If code throws ImportError, AttributeError, or TypeError, introspect the installed
package and adapt the example to match the actual API rather than retrying.

# Consensus Sequences

**"Generate a consensus sequence from my VCF"** → Apply called variants to a reference FASTA, producing a sample-specific genome with optional haplotype selection and low-coverage masking.
- CLI: `bcftools consensus -f reference.fa input.vcf.gz`
- Python: `cyvcf2` + `Bio.SeqIO` for simple SNP-only cases

## Basic Usage

### Generate Consensus

```bash
bcftools consensus -f reference.fa input.vcf.gz > consensus.fa
```

### Specify Sample

```bash
bcftools consensus -f reference.fa -s sample1 input.vcf.gz > sample1.fa
```

### Output to File

```bash
bcftools consensus -f reference.fa -o consensus.fa input.vcf.gz
```

## Haplotype Selection

### First Haplotype Only

```bash
bcftools consensus -f reference.fa -H 1 input.vcf.gz > haplotype1.fa
```

### Second Haplotype Only

```bash
bcftools consensus -f reference.fa -H 2 input.vcf.gz > haplotype2.fa
```

### Haplotype Options

| Option | Description |
|--------|-------------|
| `-H 1` | First haplotype |
| `-H 2` | Second haplotype |
| `-H A` | Apply all ALT alleles |
| `-H R` | Apply REF alleles where heterozygous |
| `-I` | Apply IUPAC ambiguity codes (separate flag) |

### Phasing Requirements

The `-H 1` and `-H 2` flags select haplotypes based on the phased genotype separator (`|`). With unphased genotypes (using `/`, e.g. `0/1`), the assignment of alleles to haplotype 1 vs 2 is arbitrary and does not reflect true chromosomal phase.

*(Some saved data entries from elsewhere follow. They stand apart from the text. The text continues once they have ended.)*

PR #23646, opened 2022-01-04
dev-lang/julia: 1.7.1-r1

dzejej:
Add required version for libutf8proc and patchelf.
Add explicit option for  USE_SYSTEM_LIBBLASTRAMPOLINE
Realy use system libraries for sparse matrix


thesamesam:
Minor nit (you're doing great!): could you make the commit summary (first line) more descriptive?

e.g. "build fixes; use system libraries"

thesamesam:
FWIW, as per the QA / CI warnings, we prefer to not pin deps like this. Better to do >= if possible rather than =...* or similar.

PR #23652, opened 2022-01-04
dev-lang/julia: more LLVM 13 patches

dzejej:
I also reduce julia-1.7.{0->1}-do_not_set_rpath.patch
 - it means more binary files are patchelf

Bug: https://bugs.gentoo.org/819381


tamiko:
@dzejej I have also renamed all patches to better reflect the ebuild verions where they are used: https://github.com/gentoo/gentoo/commit/e13b594c70d5d85e0180f248de12224cd0139015

PR #23662, opened 2022-01-05
net-wireless/gnuradio: backported 3.8.4.0 qt compat

l29ah:
Closes: https://bugs.gentoo.org/829272


ZeroChaos-:
I will bump to 3.8.5.0 which includes this fix.  thanks for the poke

PR #23668, opened 2022-01-05
x11-misc/x2x: version bump to 1.30

rndxelement:
I Added an ebuild for x2x-1.30-10.
It uses the current upstream source, which now resides on GitHub (the old source is 404 forever).
I moved the patches into the files folder and checked which ones are actually needed and not already fixed upstream.
Only one patch is left, which I made compatible with the new version.

I refactored the ebuild, added the correct licenses and simplified.
I'm open for improvements of course.

Furthermore, I added myself as a proxied maintainer.

Closes: https://bugs.gentoo.org/754132


x11-misc/x2x/x2x-1.30.ebuild
```diff
@@ -0,0 +1,53 @@
+# Copyright 1999-2022 Gentoo Authors
+# Distributed under the terms of the GNU General Public License v2
+
+EAPI=8
+
+inherit toolchain-funcs
+
+DESCRIPTION="A utility to connect the mouse and keyboard to another X"
+HOMEPAGE="https://github.com/dottedmag/x2x"
+SRC_URI="https://github.com/dottedmag/x2x/archive/refs/tags/debian/1.30-10.tar.gz"
```
Flowdalic, line 10: You should rename the tarball. Having a file named `1.30-10.tar.gz` is meaningless and also prone to name conflicts. Also note that you may want to use $PV here.

x11-misc/x2x/x2x-1.30.ebuild
```diff
@@ -0,0 +1,53 @@
...
+
+src_prepare() {
+	default
+
+	# Call the bootstrap script
+	./bootstrap.sh
+}
+
+src_configure() {
+	default
```
Flowdalic, line 42: A phase function whose body only consists of `default` does usually not need to be explicitly declared.

x11-misc/x2x/x2x-1.30.ebuild
```diff
@@ -0,0 +1,49 @@
+# Copyright 1999-2022 Gentoo Authors
+# Distributed under the terms of the GNU General Public License v2
+
+EAPI=8
+
+inherit toolchain-funcs
+
+DESCRIPTION="A utility to connect the mouse and keyboard to another X"
+HOMEPAGE="https://github.com/dottedmag/x2x"
+SRC_URI="https://github.com/dottedmag/x2x/archive/refs/tags/debian/1.30-10.tar.gz -> ${P}.tar.gz"
```
Flowdalic, line 10:
```suggestion
SRC_URI="https://github.com/dottedmag/x2x/archive/refs/tags/debian/${PV}-10.tar.gz -> ${P}.tar.gz"
```

x11-misc/x2x/x2x-1.30.ebuild
```diff
@@ -0,0 +1,49 @@
...
+}
+
+src_compile() {
+	emake CC="$(tc-getCC)" CDEBUGFLAGS="${CFLAGS}" \
+		EXTRA_LDOPTIONS="${LDFLAGS}"
+}
+
+src_install() {
+	default
+	dodoc README AUTHORS INSTALL ChangeLog ChangeLog.old
```
Flowdalic, line 48: This should use the DOCS array (see `man 5 ebuild`). Then you do not need to explicitly declare the `src_install` phase function.

x11-misc/x2x/x2x-1.30.ebuild
```diff
@@ -0,0 +1,49 @@
...
+	# Patch to fix bug #126939
+	# AltGr does not work in x2x with different keymaps:
+	"${FILESDIR}"/${PN}_1.30-10-keymap.patch
+)
+
+src_prepare() {
+	default
+
+	# Call the bootstrap script
+	./bootstrap.sh
```
Flowdalic, line 38: This just calls `autoreconf -isv`, and hence I think you want to inherit the `autotools` class and simply call eautoreconf.

```
src_preapare() {
   default
   eautoreconf
}
```

Note that if you really need to invoke bootstrap.sh, then this invocation is missing a `|| die`.

Flowdalic (changes requested):

x11-misc/x2x/x2x-1.30.ebuild
```diff
@@ -0,0 +1,43 @@
...
+	>=x11-misc/imake-1.0.8-r1"
+
+S="${WORKDIR}"/${PN}-debian-1.30-10
+
+PATCHES=(
+	# Patch to fix bug #126939
+	# AltGr does not work in x2x with different keymaps:
+	"${FILESDIR}"/${PN}_1.30-10-keymap.patch
+)
+DOCS=( README AUTHORS INSTALL ChangeLog ChangeLog.old "$S"/docs/*.txt )
```
Flowdalic, line 33: Using `$S` in `DOCS` seems fragile. In fact, I get

```

Calculating dependencies -/home/flo/data/repos/gentoo/gentoo/x11-misc/x2x/x2x-1.30.ebuild: line 33: no match: /data-scratch/var-tmp/portage/x11-misc/x2x-1.30/work/x2x-debian-1.30-10/docs/*.txt
... done!
```
when emerging this. Why not just

```
DOCS=( README AUTHORS … docs/*.txt )
```

x11-misc/x2x/x2x-1.30.ebuild
rndxelement: Yeah, I was thinking in a wrong direction. This is way simpler.

x11-misc/x2x/x2x-1.30.ebuild
rndxelement: Yeah, I was thinking in a wrong direction. This is way simpler.

rndxelement:
The CI is failing with "failed sourcing ebuild: /var/lib/repo-mirror-ci/pull/tmp/x11-misc/x2x/x2x-1.30.ebuild: line 33: no match: docs/*.txt". Why is that?

Flowdalic:
Turns out that glob in `DOCS` is a bad idea. I've slightly modified the ebuild. Thanks for your contribution.

rndxelement:
Thanks a lot for your help.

Verify phasing status before haplotype extraction:

```bash
bcftools query -f '%CHROM\t%POS[\t%GT]\n' input.vcf.gz | head
```

Phased genotypes appear as `0|1` or `1|0`; unphased as `0/1`. Sources of phased genotypes:
- Read-backed phasing: WhatsHap, HapCUT2 (requires aligned reads)
- Trio phasing: Mendelian inheritance with parental genotypes
- Statistical phasing: SHAPEIT, Eagle (population-level, less accurate for rare variants)
- Long-read phasing: direct observation of haplotype blocks from PacBio/ONT reads

## IUPAC Codes for Heterozygous Sites

```bash
bcftools consensus -f reference.fa -I input.vcf.gz > consensus_iupac.fa
```

Heterozygous sites encoded with IUPAC ambiguity codes:
- A/G → R
- C/T → Y
- A/C → M
- G/T → K
- A/T → W
- C/G → S

## Missing Data Handling

### Mark Missing as N

```bash
bcftools consensus -f reference.fa -M N input.vcf.gz > consensus.fa
```

### Mark Low Coverage as N

Using a mask BED file:

```bash
# Create mask from depth
samtools depth input.bam | awk '$3<10 {print $1"\t"$2-1"\t"$2}' > low_coverage.bed

# Apply mask
bcftools consensus -f reference.fa -m low_coverage.bed input.vcf.gz > consensus.fa
```

### Mask Options

| Option | Description |
|--------|-------------|
| `-m FILE` | Mask regions in BED file with N |
| `-M CHAR` | Character for masked regions (default N) |

## Region Selection

### Specific Region

```bash
bcftools consensus -f reference.fa -r chr1:1000-2000 input.vcf.gz > region.fa
```

### Multiple Regions

Use with BED file to extract multiple regions.

## Chain Files

### Generate Chain File

```bash
bcftools consensus -f reference.fa -c chain.txt input.vcf.gz > consensus.fa
```

Chain files map coordinates between reference and consensus:
- Useful for liftover of annotations
- Required when indels change sequence length

### Chain File Format

```
chain score ref_name ref_size ref_strand ref_start ref_end query_name query_size query_strand query_start query_end id
```

## Sample-Specific Consensus

### For Each Sample

```bash
for sample in $(bcftools query -l input.vcf.gz); do
    bcftools consensus -f reference.fa -s "$sample" input.vcf.gz > "${sample}.fa"
done
```

### Both Haplotypes

```bash
sample="sample1"
bcftools consensus -f reference.fa -s "$sample" -H 1 input.vcf.gz > "${sample}_hap1.fa"
bcftools consensus -f reference.fa -s "$sample" -H 2 input.vcf.gz > "${sample}_hap2.fa"
```

## VCF Normalization Before Consensus

Normalize the VCF before applying variants to the reference. Non-normalized indel representations (left-aligned vs right-aligned, or decomposed vs multi-allelic) can produce incorrect consensus sequences:

```bash
bcftools norm -f reference.fa input.vcf.gz | bcftools consensus -f reference.fa > consensus.fa
```

Normalization left-aligns indels and splits multi-allelic records, ensuring variant positions match the reference context exactly. Without normalization, overlapping or adjacent indels are more likely to conflict, and bcftools consensus may silently produce unexpected sequence at those sites despite logging warnings to stderr.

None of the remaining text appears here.